O rosnado do homem foi ficando mais brando conforme ela percebia a amistosidade do rei, além disso, ele além de ferido estava fraco e magro, parecendo que não comia a dias.
Hugo improvisou algo para parar o sangramento e jogou a criatura sobre os ombros, que deu um rosnado com o susto, mas nada fez para tentar se soltar. Ao retornar, Hugo estava com ombros extremamente doloridos e as pernas exaustas, se ajoelhando no pátio e colocando o corpo que carregava no chão.
Os guardas, que já tinham o visto de longe, se aproximaram intrigados e prestaram socorro ao rei, mas apenas olharam curiosos para o outro homem, sem saber o que fazer.
- Levem ele pra dentro e chamem o pontalto! - Hugo ordenou.
Os guardas colocaram a criatura em uma cama à espera do pontalto. Outro dever do cargo era cuidar fisicamente e espiritualmente do rei e de quem quer que ele ordenasse e o pontalto da vez era um velho epifratista de setenta e seis anos que se chamava Saulo. Ao examinar o paciente ele ficou chocado com o que via e mais chocado ainda que Hugo queria ele vivo.
- Nós devíamos dar um fim a essa abominação - ele disse depois de, com a ajuda do próprio Hugo e de um dos guardas, forçar a criatura a beber um chá que a fizesse dormir e fazer um curativo no ferimento em sua perna.
- Obrigado pelos seus serviços Saulo, irei considerar o seu conselho - Hugo mentiu.
Logo depois que Saulo foi embora, Hugo mandou que chamasse Mael, um dos membros do Círculo que representava o draoismo, uma religião que cultuava espíritos da natureza e rezava em clareiras e bosques, sendo assim muito mais útil em tratar daquela questão.
Mael era outro senhor passado dos setenta anos, mas examinou o paciente com muito mais cuidado e atenção do que Saulo.
- Parece que o pontalto já cuidou bem dele.

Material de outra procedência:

PR #952, opened 2023-12-20
create mart for mitxonline video engagement

rachellougee:

https://github.com/mitodl/hq/issues/3222

Creating `marts__mitxonline_video_engagements` for learners video events in a course, so that we can use this mart to create the video view reports indicated in the issue
Adding two fields to `int__mitxonline__course_structure`

# How can this be tested?

 dbt build --select int__mitxonline__course_structure
 dbt build --select marts__mitxonline_video_engagements

### DIFF
--- a/src/ol_dbt/models/marts/mitxonline/_marts__mitxonline__models.yml
+++ b/src/ol_dbt/models/marts/mitxonline/_marts__mitxonline__models.yml
@@ -189,3 +189,64 @@ models:
   tests:
   - dbt_expectations.expect_compound_columns_to_be_unique:
       column_list: ["user_username", "courserun_readable_id", "courseactivity_date"]
+
+- name: marts__mitxonline_video_engagements
+  description: MITx Online learners video engagements - play, pause, seek or stop
+    video action
+  columns:
+  - name: courserun_readable_id
+    description: str, Open edX Course ID formatted as course-v1:{org}+{course code}+{run_tag}.
+    tests:
+    - not_null
+  - name: user_username
+    description: str, username of the open edX user
+    tests:
+    - not_null
+  - name: user_email
+    description: str, user email on MITx Online
+  - name: user_full_name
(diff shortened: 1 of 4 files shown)


src/ol_dbt/models/marts/mitxonline/_marts__mitxonline__models.yml
KatelynGit, line 1: Which columns create a unique record for this new table?  I didn't see a unique test

rachellougee: So it would be `user_username`+ `courserun_readable_id`, `useractivity_video_id`+ `video_event_type`+`video_currenttime`+`video_old_time`+`video_new_time` to consider seek_video events. It's almost every field in this new model to make it unique. Do you think its useful to add? I can add that

KatelynGit (approved):
I ran the dbt builds and there were no errors or warnings everything looked good. The table looked good as well when I ran queries against it.  I mostly just had a question- do you think an event like load_video would be useful to include? I assume not but I was thinking about whether people would want to see videos loaded but not played or something like that

src/ol_dbt/models/marts/mitxonline/_marts__mitxonline__models.yml
KatelynGit: that's a lot of different fields/complexity maybe we can leave it off

rachellougee:
>  I mostly just had a question- do you think an event like load_video would be useful to include? I assume not but I was thinking about whether people would want to see videos loaded but not played or something like that

@KatelynGit Thanks for the review. To answer your question about load_video, I looked over insights documentation about video engagement, it doesn't seem like they consider solely `load_video` as engagement or view, so I didn't add that. I don't know if there is use case for that, but I can add it. For load_video, most fields will be null except video_id.

PR #2505, opened 2026-08-05
Add zendesk chart

KatelynGit:
https://github.com/mitodl/hq/issues/12607

Add zendesk ticket chart

### How can this be tested?
review in qa and review the yaml


src/ol_superset/assets/datasets/Trino/int__zendesk__ticket_75791fe7-a03c-4cbe-a3f5-04dd48c58c2e.yaml
```diff
@@ -0,0 +1,435 @@
...
+  extra: null
+  filterable: true
+  groupby: true
+  is_active: true
+  is_dttm: false
+  python_date_format: null
+  type: VARCHAR
+  verbose_name: null
+- advanced_data_type: null
+  column_name: ticket_updated_at
```
quazi-h, line 84: Should this be typed as a timestamp instead of a VARCHAR?

src/ol_superset/assets/datasets/Trino/int__zendesk__ticket_75791fe7-a03c-4cbe-a3f5-04dd48c58c2e.yaml
```diff
@@ -0,0 +1,435 @@
...
+  extra: null
+  filterable: true
+  groupby: true
+  is_active: true
+  is_dttm: false
+  python_date_format: null
+  type: VARCHAR
+  verbose_name: null
+- advanced_data_type: null
+  column_name: ticket_created_at
```
quazi-h, line 71: Should this be typed as a timestamp instead of a VARCHAR?

src/ol_superset/assets/datasets/Trino/int__zendesk__ticket_75791fe7-a03c-4cbe-a3f5-04dd48c58c2e.yaml
```diff
@@ -0,0 +1,435 @@
...
+  verbose_name: null
+currency_code_column: null
+database_uuid: 9a22a54c-8b2f-4c66-a866-3f23812ec929
+default_endpoint: null
+description: null
+extra: null
+fetch_values_predicate: null
+filter_select_enabled: true
+folders: null
+main_dttm_col: ticket_due_at
```
quazi-h, line 416: Should this be set to ticket_created_at?
I know the chart is currently set to filter by ticket_created_at ([line 55](https://github.com/mitodl/ol-data-platform/pull/2505/changes#diff-4bc888101a73a63d15e628d3b149be5f690c127b8e8ed07a4730c6c4c2d54ce8R55)) but was wondering why we didn't do the same for the dataset itself. Currently the ticket_due_at field is also a VARCHAR, not a timestamp (see other comments). I think tickets are much more likely to have no due date at all while all tickets should have a creation date.

quazi-h: I did some more digging on this, both ticket_created_at and ticket_updated_at are ISO-8601 strings (via a cast_timestamp_to_iso8601() macro), correctly reflected as VARCHAR/is_dttm: false in the dataset. This means the sort order for the charts will work correctly (order_by_cols: ticket_created_at desc) since ISO-8601 sorts correctly as text. The issue is once the chart is being used by a dashboard with a global date-range filter (when it is implemented into a weekly recap dashboard) then it might drop tickets without a ticket_due_at value. [According to our own documentation on that field, it is only populated when a ticket is type "task.](https://github.com/mitodl/ol-data-platform/blob/a20a7286540afa8e99f0dde8174a91304a8a88eb/src/ol_dbt/models/staging/zendesk/_stg_zendesk_models.yml#L116-L117)

quazi-h (commented):
Overall, this looks good. I left a few comments about the three date fields in the dataset. The only one that is blocking is which field is set as the "main_dttm_col", I think using "date_created_at" makes the most sense there.

Besides that the only major concern was whether there should be any RLS configured to control access to this data at a per-asset dataset/chart level. As-is the access control for this would be handled by src/ol_superset/policies/ol_rls_policies.json and a separate governance-roles JSON in ol-infrastructure (allowed_schemas/role sync) which is exactly how we've been handling things. Currently, there is no existing filter touching Zendesk/support data in [ol_rls_policies.json](https://github.com/mitodl/ol-data-platform/blob/a20a7286540afa8e99f0dde8174a91304a8a88eb/src/ol_superset/policies/ol_rls_policies.json) and all RLS is course scoped. This means access to int__zendesk__ticket is gated by Superset's role level filtering for whatever role is being used to query/explore access to our intermediate layer. It would probably be worthwhile to check the governance-roles config to make sure that the Customer Support team's role is scoped appropriately to prevent any sensitive PII from being reachable by those roles.

src/ol_superset/assets/dashboards/Enrollment_Detail_by_Learner_da9e03d3-e1bb-45b8-981f-208deca90e7a.yaml
```diff
@@ -5,6 +5,13 @@ dashboard_title: Enrollment Detail by Learner
 description: null
 metadata:
   chart_configuration:
+    '108':
```
quazi-h: This looks unrelated to the actual ticket, probably just reordered by a linter/normalization chore. I just wanted to make sure this was intentional/acceptable to include in this PR.

src/ol_superset/assets/datasets/Trino/int__zendesk__ticket_75791fe7-a03c-4cbe-a3f5-04dd48c58c2e.yaml
KatelynGit: nope it's varchar in the table so it's good as is

src/ol_superset/assets/dashboards/Enrollment_Detail_by_Learner_da9e03d3-e1bb-45b8-981f-208deca90e7a.yaml
KatelynGit: o yea it is unrelated I can remove good catch

src/ol_superset/assets/datasets/Trino/int__zendesk__ticket_75791fe7-a03c-4cbe-a3f5-04dd48c58c2e.yaml
KatelynGit: nope varchar is what it is in the table we're sourcing from

src/ol_superset/assets/datasets/Trino/int__zendesk__ticket_75791fe7-a03c-4cbe-a3f5-04dd48c58c2e.yaml
KatelynGit: I tried to delete this and got an error message "Warning
You cannot delete the last temporal filter as it's used for time range filters in dashboards." It also doesn't let me replace it. It's not actually filtering anything at the moment so I'll leave it as is

quazi-h (approved):
Looks good, thanks for explaining about how the yaml code is generated. I also confirmed no records are actually being filtered out, so these changes should be good to go.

Perdão, mas não entendo porque me quer aqui, Vossa Majestade.
- Saulo não entende o que ele é e quer que eu o mate. Acho que você pode entender melhor com o que estamos lidando.
- Bom, ele é um ser vivo assim como eu e você. Acredito que ele estava comendo os animais do povo da cidade por estar faminto, sem encontrar alimento na floresta. Se você quer que ele sobreviva, o alimente quando acordar.
- Mas o que ele é? Por que ele é assim? - Hugo perguntou sem tirar os olhos da criatura.
- Não existe razão para nenhum de nós ser o que é. Nós apenas somos. Vossa Majestade está correto em escolher a vida ao invés da morte e eu irei lhe prestar toda assistência que precisar.
E seguindo esse combinado, Mael começou a cuidar secretamente, juntamente com Hugo, da criatura que eles batizaram de Gael, um nome comum entre os draois. Eles o alimentavam, banhavam e tentavam se comunicar e aos poucos Gael foi ficando cada vez mais amistoso.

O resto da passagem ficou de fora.